A roller coaster is at the top of a 62 meter hill the car and its passengers have a total mass of 1,088 kilograms. by the time the car reaches the bottom of the hill its speed is 74 miles per hour(33 meters per second) how much kinetic energy does the car have at the bottom of the hill
17,952j
592,416j
1,184,832j
2,978,944j
2,978,944j
To calculate the kinetic energy of the car at the bottom of the hill, we need to use the formula:
Kinetic Energy = (1/2) * mass * velocity^2
First, convert the speed from miles per hour to meters per second:
74 miles per hour = 74 * 1609.34 meters per hour (since 1 mile = 1609.34 meters)
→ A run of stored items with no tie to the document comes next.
PR #6532, opened 2025-07-09
feat: Next Edit JetBrains MVP for Internal Testing

jpoly1219:
## Description

Closes CON-2423, CON-2715, CON-2700, CON-2699, CON-2698, CON-2712, CON-2711, CON-2710, CON-2709

Basic MVP for JetBrains.
- Window for next edit predictions.
- Tab to accept, esc to reject.
- Ghost text for FIM.
- Add next edit message types.
- Logging.

## Checklist

## Screenshots

## Tests

### DIFF
--- a/extensions/intellij/src/main/kotlin/com/github/continuedev/continueintellijextension/nextEdit/NextEditService.kt
+++ b/extensions/intellij/src/main/kotlin/com/github/continuedev/continueintellijextension/nextEdit/NextEditService.kt
@@ -1,5 +1,6 @@
 package com.github.continuedev.continueintellijextension.nextEdit
 
+import com.github.continuedev.continueintellijextension.FimResult
 import com.github.continuedev.continueintellijextension.autocomplete.AutocompleteLookupListener
 import com.github.continuedev.continueintellijextension.autocomplete.AutocompleteSpinnerWidget
 import com.github.continuedev.continueintellijextension.autocomplete.ContinueInlayRenderer
@@ -8,6 +9,7 @@ import com.github.continuedev.continueintellijextension.autocomplete.addInlayEle
 import com.github.continuedev.continueintellijextension.autocomplete.isInjectedText
 import com.github.continuedev.continueintellijextension.services.ContinueExtensionSettings
 import com.github.continuedev.continueintellijextension.services.ContinuePluginService
+import com.github.continuedev.continueintellijextension.utils.checkFim
 import com.github.continuedev.continueintellijextension.utils.toUriOrNull
 import com.github.continuedev.continueintellijextension.utils.uuid
 import com.intellij.openapi.application.ApplicationManager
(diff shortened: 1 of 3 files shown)


extensions/intellij/src/main/resources/META-INF/plugin.xml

= 118,907.16 meters per hour
= (118,907.16 meters per hour) / (3600 seconds per hour)
≈ 33 meters per second
Now, substitute the values into the formula:
Kinetic Energy = (1/2) * 1088 kg * (33 m/s)^2
= (1/2) * 1088 kg * (1089 m^2/s^2)
≈ 595,296 joules
The closest option to this value is 592,416 joules, so that would be the answer.
To find the kinetic energy of the roller coaster at the bottom of the hill, we can use the formula:
Kinetic Energy = 1/2 * mass * velocity^2.
First, let's convert the speed from miles per hour to meters per second:
74 miles per hour = 33 meters per second.
Now, we can calculate the kinetic energy:
Kinetic Energy = 1/2 * mass * velocity^2
= 1/2 * 1088 kg * (33 m/s)^2
= 1/2 * 1088 kg * 1089 m^2/s^2
= 594,432 J.
Therefore, the kinetic energy of the roller coaster at the bottom of the hill is approximately 594,432 joules.